**REQUIREMENT**
Start at the line below containing "Configure alternative owner" and stop at the line containing "for publish flows.". Repeat every line of that stretch exactly, and nothing outside it.

**MATERIAL SUPPLIED**
PR #1987, opened 2026-07-15
Add new GitHub App config for Terraform publish

mamu0:
This pull request introduces support for a dedicated GitHub App installation token specifically for Terraform publishing tasks. It updates the workflows, action inputs, and environment variables to use this new token, ensuring Terraform publishing is authenticated with the correct credentials. Additionally, the `nx-release` action and the `nx-terraform-plugin` package are updated to recognize and use the new token.

Resolves: CES-2218

### DIFF
--- a/.github/workflows/release-v2.yaml
+++ b/.github/workflows/release-v2.yaml
@@ -15,6 +15,12 @@ on:
       app-private-key:
         description: "GitHub App private key for authentication"
         required: true
+      app-tf-client-id:
+        description: "GitHub App Client ID for authentication for Terraform publish"
+        required: true
+      app-tf-private-key:
+        description: "GitHub App private key for authentication for Terraform publish"
+        required: true
 
 jobs:
   release:
@@ -32,6 +38,15 @@ jobs:
         with:
           client-id: ${{ secrets.app-client-id }}
           private-key: ${{ secrets.app-private-key }}
+          permission-contents: write
+          permission-pull-requests: write
+
+      - name: Generate GitHub App token for Terraform publish
+        id: generate-terraform-token
+        uses: actions/create-github-app-token@1b10c78c7865c340bc4f6099eb2f838309f1e8c3 # 3.1.1
+        with:
+          client-id: ${{ secrets.app-tf-client-id }}
+          private-key: ${{ secrets.app-tf-private-key }}
           permission-contents: write
           permission-pull-requests: write
 
@@ -81,3 +96,4 @@ jobs:
         with:
           app-slug: ${{ steps.generate-token.outputs.app-slug }}
           github-token: ${{ steps.generate-token.outputs.token }}
+          github-terraform-token: ${{ steps.generate-terraform-token.outputs.token }}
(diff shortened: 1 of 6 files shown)


.github/workflows/release-v2.yaml
```diff
@@ -15,6 +15,12 @@ on:
       app-private-key:
         description: "GitHub App private key for authentication"
         required: true
+      app-tf-client-id:
```
gunzip, line 18: **issue**: we're polluting this reusable workflow with inputs that are solely useful for us as DX team, as we operate on another repository. Can we try another design in order to keep this wf general purpose?

gunzip (changes requested):

actions/nx-release/action.yaml
```diff
@@ -8,6 +8,9 @@ inputs:
   app-slug:
     description: "GitHub App slug associated with github-token"
     required: true
+  github-terraform-token:
```
gunzip, line 11: ditto. public actions and workflow shouldn't be aware that this token is used for 'terraform publish' (which is a deceptive phrase anyway, since users may interpret it as 'iac publish')

gunzip (changes requested):

.github/workflows/release-v2.yaml
mamu0: The cleanest alternative is to avoid creating a new GitHub App and directly install the existing one from this organization into pagopa-dx, preventing any duplication.

christian-calabrese: Alternatively (more complex) we could make the existing inputs accept both a simple string or a json (something like <org_name1>=token1, <org_name2>=token2)

actions/nx-release/action.yaml
```diff
@@ -8,6 +8,9 @@ inputs:
...
+    description: "Pre-generated GitHub App installation token for Terraform publish"
+    required: true
```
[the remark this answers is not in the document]
mamu0: done [41ad0ff](https://github.com/pagopa/dx/pull/1987/commits/41ad0fff9eba5b7ce4239a9006acd2f59d50671d)

.github/workflows/release-v2.yaml
gunzip: yes, better! example's not a json, but a comma separated list which is ok anyway.

mamu0: [thought](https://pullpo.io/cc?l=thought) 
Keep in mind that this increases complexity.
Using the same two variables (`app-client-id` and `app-private-key`) without JSON means we must keep both lists in the exact same order and, regardless of the format, split them manually (e.g., via `bash`).
Additionally, the token retrieval step would need to run as a matrix, and, currently, this complex setup would only serve our specific dual-organization case (where one publishes Terraform modules).

This might confuse standard users, as we would still need to document this multi-app behavior for everyone.

To sum up, I don't oppose @christian-calabrese 's suggestion, but removing an input this way creates a more fragile system that is harder to maintain.

gunzip: Fair point, but we still need to think of a better design, as hiding exceptions inside public interfaces is unacceptable.

mamu0: We are trying the first option, which is to use the same pagopa GitHub App for pagopa-dx as well. If this works as expected, we can close this PR.

PR #1992, opened 2026-07-16
Configure alternative owner for Terraform resources

mamu0:
Introduce functionality to specify an alternative owner for Terraform-managed resources, enhancing resource management and ownership clarity.

Resolves: CES-2218

### DIFF
--- a/packages/nx-terraform-plugin/src/adapters/github/octokit.ts
+++ b/packages/nx-terraform-plugin/src/adapters/github/octokit.ts
@@ -1,9 +1,46 @@
 // Provides the concrete Octokit-backed GitHub repository adapter for publish flows.
 
+import { createAppAuth } from "@octokit/auth-app";
 import { Octokit } from "octokit";
 
-export const getGitHubToken = (): string | undefined =>
-  process.env.GH_TOKEN ?? process.env.GITHUB_TOKEN;
+export interface GitHubAppCredentials {
+  clientId: string;
+  privateKey: string;
+}
+
+export const createGitHubAppToken = async (
+  owner: string,
+  credentials: GitHubAppCredentials,
+): Promise<string> => {
+  const appOctokit = new Octokit({
+    auth: {
+      appId: credentials.clientId,
+      privateKey: credentials.privateKey,
+    },
+    authStrategy: createAppAuth,
+  });
+  const installation = await appOctokit.rest.apps.getOrgInstallation({
+    org: owner,
+  });
+  const auth = createAppAuth({
+    appId: credentials.clientId,
+    installationId: installation.data.id,
+    privateKey: credentials.privateKey,
+  });
+  const authentication = await auth({
+    permissions: {
+      contents: "write",
+    },
+    type: "installation",
+  });
+
+  return authentication.token;
+};
+
+export const revokeGitHubAppToken = async (token: string): Promise<void> => {
+  const octokit = new Octokit({ auth: token });
+  await octokit.rest.apps.revokeInstallationAccessToken();
+};
 
 const getAuthenticatedUserLogin = async (
   octokit: Octokit,
@@ -23,9 +60,10 @@ const getAuthenticatedUserLogin = async (
 export const ensureGitHubRepository = async (
   owner: string,
   repo: string,
+  token: string,
 ): Promise<void> => {
   const octokit = new Octokit({
-    auth: getGitHubToken(),
+    auth: token,
   });
 
   try {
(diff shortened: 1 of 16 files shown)


christian-calabrese (approved):

packages/nx-terraform-plugin/src/adapters/github/octokit.ts
```diff
@@ -1,9 +1,46 @@
...
+export interface GitHubAppCredentials {
+  clientId: string;
+  privateKey: string;
+}
+
+export const createGitHubAppToken = async (
+  owner: string,
+  credentials: GitHubAppCredentials,
+): Promise<string> => {
+  const appOctokit = new Octokit({
```
gunzip, line 15: suggestion: a better design would be to accept an instance of Octokit as argument. in this way, if you have to call this method multiple times, you avoid to re-create the instance every time and you can share it with other methods that need to call github APIs

packages/nx-terraform-plugin/src/adapters/github/publisher.ts
```diff
@@ -156,26 +168,35 @@ export const publishToGithub = async (
...
 
-  if (publishError !== undefined) {
-    throw publishError;
+  let revokeError: unknown;
+  if (input.githubAppCredentials !== undefined) {
+    try {
+      // Installation tokens are temporary, but revoking them minimizes their
+      // usable lifetime even when publishing failed or was skipped.
+      await revokeGitHubAppToken(token);
+    } catch (error) {
```
gunzip, line 191: suggestion: just let `revokeGitHubAppToken` throw here

packages/nx-terraform-plugin/src/adapters/github/octokit.ts
```diff
@@ -1,9 +1,46 @@
...
 import { Octokit } from "octokit";
 
-export const getGitHubToken = (): string | undefined =>
-  process.env.GH_TOKEN ?? process.env.GITHUB_TOKEN;
+export interface GitHubAppCredentials {
+  clientId: string;
+  privateKey: string;
+}
+
+export const createGitHubAppToken = async (
```
gunzip, line 11: suggestion: add a comment with the purpose of this method

packages/nx-terraform-plugin/src/adapters/github/octokit.ts
```diff
@@ -1,9 +1,46 @@
...
+      contents: "write",
+    },
+    type: "installation",
+  });
+
+  return authentication.token;
+};
+
+export const revokeGitHubAppToken = async (token: string): Promise<void> => {
+  const octokit = new Octokit({ auth: token });
```
gunzip, line 41: suggestion: this is the third instance of a github client (another one is being created at line 40). is creating a new instance necessary? see comment above about sharing octokit instances

packages/nx-terraform-plugin/src/executors/publish/schema.ts
```diff
@@ -2,18 +2,45 @@ import { z } from "zod/v4";
...
+    .min(1)
+    .transform((privateKey) => privateKey.replaceAll("\\n", "\n")),
+});
+
+export const githubTokenEnvironmentSchema = z
+  .object({
+    GH_TOKEN: z.string().min(1).optional(),
+    GITHUB_TOKEN: z.string().min(1).optional(),
+  })
+  .transform((environment, context) => {
```
gunzip, line 18: suggestion: use a zod xor across two different shapes:

https://zod.dev/api?id=exclusive-unions-xor#exclusive-unions-xor

packages/nx-terraform-plugin/src/executors/publish/publish.ts
```diff
@@ -31,6 +33,41 @@ const runExecutor: PromiseExecutor<NxReleasePublishExecutorInput> = async (
   }
 
   const validatedOptions = parseResult.data;
+  let githubAppCredentials:
+    | undefined
+    | { clientId: string; privateKey: string };
+  let githubToken: string;
+
+  if (validatedOptions.useGitHubAppAuthentication) {
```
gunzip, line 41: suggestion: we can have one zod schema for validatedOptions that embed an environmentParseResultfield that is either githubAppEnvironmentSchema or githubTokenEnvironmentSchema according to the value of useGitHubAppAuthentication. Same for githubAppCredentials and githubToken. You can describe the whole structure with only one zod schema. In this way you can only call safeParse once without manually handling conditionals.

PR #2002, opened 2026-07-20
Add DX cli support to multi-tenant environments

christian-calabrese:
## Summary

- Allow `dx add environment` to accept tenant-qualified names such as `ced-prod` and `cgn-dev`.
- Derive Azure short environment codes from the lifecycle suffix while keeping generated folders and GitHub environments tenant-qualified.
- Ensure repository-specific bootstrapper OIDC federated credentials and GitHub environment secrets are configured even when Azure bootstrap resources already exist.
- Document the multi-tenant workflow in the website and update the DX CLI companion skill for future agents.

Resolves CES-1753


christian-calabrese:
image

apps/cli/src/domain/environment.ts
```diff
@@ -7,18 +7,34 @@ import {
...
+const environmentNameSchema = z
+  .string()
+  .trim()
+  .toLowerCase()
+  // Keep the lifecycle suffix explicit so tenant-qualified names such as
+  // `ced-prod` can still reuse the same Azure short code as `prod`.
+  .regex(
+    /^(?:[a-z0-9]+(?:-[a-z0-9]+)*-)?(?:dev|prod|uat)$/,
+    "Environment name must be dev, prod, uat, or a tenant-qualified name ending with -dev, -prod, or -uat",
+  );
```
kin0992, line 40: suggestion: since it looks that we have a strong pattern here (`<something>-<env>` or just `<env>`), I would investigate the use of `z.templateLiterals`(https://zod.dev/api?id=template-literals).

I would do something like this (do not accept as it is, this is just a test)
```typescript
const envSchema = z.enum(["dev", "prod", "uat"]);

export const environmentNameSchema = z
  .union([
    envSchema,
    z.templateLiteral([z.string().lowercase(), z.literal("-"), envSchema]),
  ])
  .transform((val) => val.trim().toLowerCase()); // THIS MAY BE REDUNDANT

// Inferred type will strictly be:
// "dev" | "prod" | "uat" | `${string}-dev` | `${string}-prod` | `${string}-uat`
export type EnvironmentName = z.infer<typeof environmentNameSchema>;
```

apps/cli/src/adapters/azure/cloud-account-service.ts
```diff
@@ -827,6 +889,36 @@ export class AzureCloudAccountService implements CloudAccountService {
     return `/subscriptions/${subscriptionId}/providers/Microsoft.Authorization/roleDefinitions/${roleDefinitionId}`;
   }
 
+  async #getBootstrapperIdentity({
+    cloudAccountId,
+    identityName,
+    msiClient,
+    resourceGroupName,
+  }: {
+    cloudAccountId: string;
```
kin0992: suggestion: 
```suggestion
    cloudAccountId: CloudAccount["id"];
```

apps/cli/src/adapters/azure/cloud-account-service.ts
```diff
@@ -133,12 +133,74 @@ export class AzureCloudAccountService implements CloudAccountService {
...
+    assert.ok(
+      isAzureLocation(cloudAccount.defaultLocation),
+      "The default location of the cloud account is not a valid Azure location",
+    );
+
+    const short = {
+      env: getEnvironmentShort(name),
+      location: locationShort[cloudAccount.defaultLocation],
+    };
+    const resourceGroupName = `${prefix}-${short.env}-${short.location}-common-rg-01`;
```
kin0992: **note**: to avoid typos and type errors, you could type the ResourceGroupName as already done for the BootstrapperIdentityName.

Right now a string `aString` would be accepted, but the resource group has some format requirements.

apps/cli/src/domain/environment.ts
christian-calabrese: Addressed in bdd8dcbb: the environment name schema now uses `z.templateLiteral` for tenant-qualified names while keeping trim/lowercase normalization before validation.

apps/cli/src/adapters/azure/cloud-account-service.ts
christian-calabrese: Addressed in bdd8dcbb: `cloudAccountId` now uses `CloudAccount["id"]` in the touched bootstrap helper signatures.

apps/cli/src/adapters/azure/cloud-account-service.ts
christian-calabrese: Addressed in bdd8dcbb: bootstrap resource group names now use a dedicated template-literal type matching the generated naming pattern.

apps/cli/src/adapters/commander/commands/add.ts
```diff
@@ -419,11 +419,10 @@ export const makeAddCommand = (
       new Command("environment")
         .description("Add a new deployment environment")
         .addOption(
-          new Option("--name <name>", "Environment name").choices([
-            "dev",
-            "uat",
-            "prod",
-          ]),
+          new Option(
```
krusty93, line 422: **thought**: I'm not sure removing the choice is the right thing. Potentially, users can use everything they want and our framework would probably break. Maybe would it better to add another option like `add environment [--prefix cgn] --name prod`?

kin0992: I agree, I would prefer to keep the choice and handle it differently. Can we reuse the already existing `prefix` flag?

christian-calabrese: I’d avoid reusing `prefix` as the tenant identifier because it only drives Azure resource naming, while the tenant must also disambiguate repo-level surfaces such as folders, workflows, GitHub environments, and Terraform state.

The current implementation does not accept arbitrary values unchecked: Commander no longer enforces choices, but the domain schema still only accepts `dev|uat|prod` or `<tenant>-<env>`.

That said, if we want to preserve the `--name dev|uat|prod` contract, I think the cleaner alternative is adding a first-class `--tenant cgn` option and deriving the logical environment as `cgn-prod`, rather than overloading `--prefix`.

mamu0: What if we used a format similar to what the CLI already uses for the GitHub App?
We wouldn't add any new inputs, it would remain just `dev/uat/prod`, but the CLI could display a prompt like "Do you want to add a tenant? (y/n)" and, if confirmed, ask you to enter it.

krusty93: > The current implementation does not accept arbitrary values unchecked: Commander no longer enforces choices, but the domain schema still only accepts dev|uat|prod or <tenant>-<env>.

How did this information come back to the user/agent? Should we update the companion skill too?

btw @mamu0 proposed an interesting option

kin0992: **note**: to maximise agentic experience, we should not ask for confirmations, but instead pass a flag

kin0992 (approved):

**EXERCISE ANSWER**
Configure alternative owner for Terraform resources

mamu0:
Introduce functionality to specify an alternative owner for Terraform-managed resources, enhancing resource management and ownership clarity.

Resolves: CES-2218

### DIFF
--- a/packages/nx-terraform-plugin/src/adapters/github/octokit.ts
+++ b/packages/nx-terraform-plugin/src/adapters/github/octokit.ts
@@ -1,9 +1,46 @@
 // Provides the concrete Octokit-backed GitHub repository adapter for publish flows.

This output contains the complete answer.